Passionfruit is a delicious fruit that is easy and rewarding to grow and highly productive. These evergreen vines are prolific fruiters with most fruit production in warm weather particularly from summer to early autumn. Ripe fruit may colour and fall to the ground. Over ripe fruit may develop a shriveled skin. Tasting fruit is a good way to determine ripeness.

As well as the popular black passionfruit including the self-fertile variety ‘Nellie Kelly’, which grows in all but the coldest zones, there are other types including ‘Panama Gold’, ‘Panama Red’, ‘Pandora’ and granadilla, which are best suited to warm climates. These warm climate passionfruit types may need cross pollination for fruit formation (plant two vines). Check pollination requirements with your local hardware or garden centres. Banana passionfruit, which were the favoured passionfruit for cold zones, are now considered weedy and should not be planted.

Passionfruit are usually sold as grafted potted plants. Grafting makes the vine more tolerant of poor soil and cooler climate conditions.

Plant passionfruit vines at any time (but avoid extremely hot or cold conditions). At planting time and to reduce transplant stress, water with Seasol or Seasol GOLD. Before planting improve soil by digging in well-rotted manure or compost or for a no dig option use Seasol Liquid Compost.

Train passionfruit vines against a vertical surface such as a wall or fence. Vines may need to be replaced every five years as they become less productive

Growing conditions

Aspect All passionfruit vines need a bright, sunny location with shelter from strong winds. Ideally they should have sun from the morning onwards but can tolerate a little afternoon shade especially in summer and should be protected from cold and frost.

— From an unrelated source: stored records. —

PR #2975, opened 2022-03-31
remove unnecessary element from WorldNav component

denisdimitrov:
Removes unnecessary element from the `WorldNav` component, that was breaking the tab's UI and their inherited width.

Before:
oldnav

After
newnavbar


goran-peoski-work (approved):
LGTM.

Seems like an unnecessary component being there is only a hook that can be moved to the parents of WorldNav, still, it's nice to have it separate like this.

PR #2977, opened 2022-04-01
Fix accessing length on undefined in SpacesDashboard

goran-peoski-work:
A two-liner fix for the case of `undefined?.filter` not returning an array but `undefined` which blows up if later accessing `length` without `?.`


denisdimitrov (approved):
LGTM!

PR #2978, opened 2022-04-01
Redesign admin general space settings

sunny-viktoryia:
closes https://github.com/sparkletown/internal-sparkle-issues/issues/1695

Some screenshots:

PartyMap
image

ArtPiece Embeddable Content
image

ExternalExperience Embeddable Content
image

JazzBar Embeddable Content
image

Auditorium
image

Screening Room Videos:
image

PR #2979, opened 2022-04-01
Follow-up of the 'Redesign admin general space settings'

sunny-viktoryia:
follow-up: https://github.com/sparkletown/sparkle/pull/2978


src/settings/index.ts
```diff
@@ -94,12 +94,12 @@ export const IFRAME_TEMPLATES = [
...
   VenueTemplate.viewingwindow,
-];
+]);
 
-export const EMBEDDABLE_CONTENT_TEMPLATES = [
+export const EMBEDDABLE_CONTENT_TEMPLATES = Object.freeze([
   ...IFRAME_TEMPLATES,
   ...ZOOM_URL_TEMPLATES,
-];
+]);
```
goran-peoski-work, line 102: [NOTE] This is nor request to change, just an FYI.

In most cases I use this form:

```ts
const object = {};
Object.freeze(object);
```

just because in the first case TS might infer the type as `Readonly<Record<T,R>>`, while in the snippet I provided is `Record<T,R>`. Usually I'd prefer the way you wrote it, but in some cases, it might be easier than dealing with type complaints.

goran-peoski-work (approved):
LGTM

PR #2991, opened 2022-04-04
Fix the behavior of Huddle videos on overflow

sunny-viktoryia:
fixes https://github.com/sparkletown/internal-sparkle-issues/issues/1764


src/components/attendee/VideoHuddle/VideoHuddle.module.scss
```diff
@@ -57,6 +57,13 @@ $-control-size: 32px;
   overflow-x: scroll;
   overflow-y: hidden;
   display: flex;
-  justify-content: center;
   gap: space.gap(1);
+
+  // use pseudoelements instead of justify-content:center to avoid hiding of the first child elements on content overflow
+  // @see https://stackoverflow.com/a/46059525
```
goran-peoski-work: Were other solutions considered? 
If so, it might be good to add the conclusion of those in the comment above `@see`

This is a solution from 2017 so the question is why should it be preferred over `display: flex` or `display: grid` with the proper `align-`, `justify-` and `place-` properties?

goran-peoski-work (changes requested):
Not sure about this one, but if there are some problems with newer technologies like grid and/or flexbox, at least a more exhaustive comment is needed to capture the knowledge.

src/components/attendee/VideoHuddle/VideoHuddle.module.scss
goran-peoski-work:
```suggestion

  // Use pseudoelements instead of justify-content:center to avoid hiding of the first child elements on content overflow
  // @see https://stackoverflow.com/a/46059525
  
  // Pseudoelements are quirky that if there is a standard flex/grid solution we should use it.
  // Currently there is a solution that isn't fully supported in all browsers that we might try in the future.
  // @see https://stackoverflow.com/a/33455342
  // @see https://developer.mozilla.org/en-US/docs/Web/CSS/CSS_Flexible_Box_Layout/Basic_Concepts_of_Flexbox#Flex_item_considerations
```

goran-peoski-work (approved):
Approving with the hope of the suggested comment addition is merged as well

src/components/attendee/VideoHuddle/VideoHuddle.module.scss
sunny-viktoryia: used your description of the issue to use in the comment: https://github.com/sparkletown/sparkle/pull/2991/commits/4be619acbf1cd0e0ef0759efa9d321d2f3feccf1
Thanks, Goran!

Soil Passionfruit grow in a wide range of soils but grow best with good drainage in deep, fertile soils. Keep soil well mulched.

Climate Passionfruit does best in warm, frost-free climates where fruiting usually occurs within six months of planting but vines can take up to 18 months in cold temperate zones to produce fruit. Some varieties require a subtropical to tropical climate to grow well.

General care

Watering Adequate and regular watering is critical for fruit formation and development. Lack of water can lead to loss of flowers or fruit. Deep water at least weekly especially when plants are in new growth, flowering or fruiting. Water more frequently if plants are in hot, dry or exposed conditions or if they are growing in containers. If water is pooling on top of the soil or running off, then it could be hydrophobic – repelling water. Apply Seasol Super Soil Wetter & Conditioner to the soil to ensure water goes to where it is needed, the plant’s root system.

Feeding and mulching Feed every season during the growing season (in spring summer, autumn) with a complete fertiliser for fruiting plants such as Seasol plus Nutrients Fruit & Citrus. Passionfruit vines have extensive root systems so feed along the entire root area, not just at the base of the stem.

In addition apply a liquid fertiliser such as PowerFeed PRO SERIES for Fruit & Citrus every 2 to 4 weeks during the growing season for a bumper crop of tasty passionfruit. Plants in containers can be liquid fed every 2 to 4 weeks as above, while they are growing (spring to autumn).

Protect the area of soil under the vine with a 5-7cm layer of coarse organic mulch enriched with well-rotted manure, which helps keep the soil evenly moist and weed free, and keep nearby grass well mown. Avoid disturbing the roots of grafted plants as this can lead to suckering.

Pruning Passionfruit need little pruning other than managing heavy or tangled growth and removing suckers from grafted plants. The best time to prune is in early spring. Vines may also need light pruning in summer to allow more air and light into the vine to assist ripening.

Watch out The main pests of passionfruit vines are passionfruit leaf hoppers (also known as fluffy bums), rats and possums. Cold conditions can stop fruit ripening especially in autumn. A lack of pollinators during flowering may slow fruit formation. In this situation, hand-pollinate flowers (transfer pollen to a receptive stigma with a paintbrush or cotton bud). Woodiness of passionfruit is a virus disease that causes woody fruit – remove affected vines.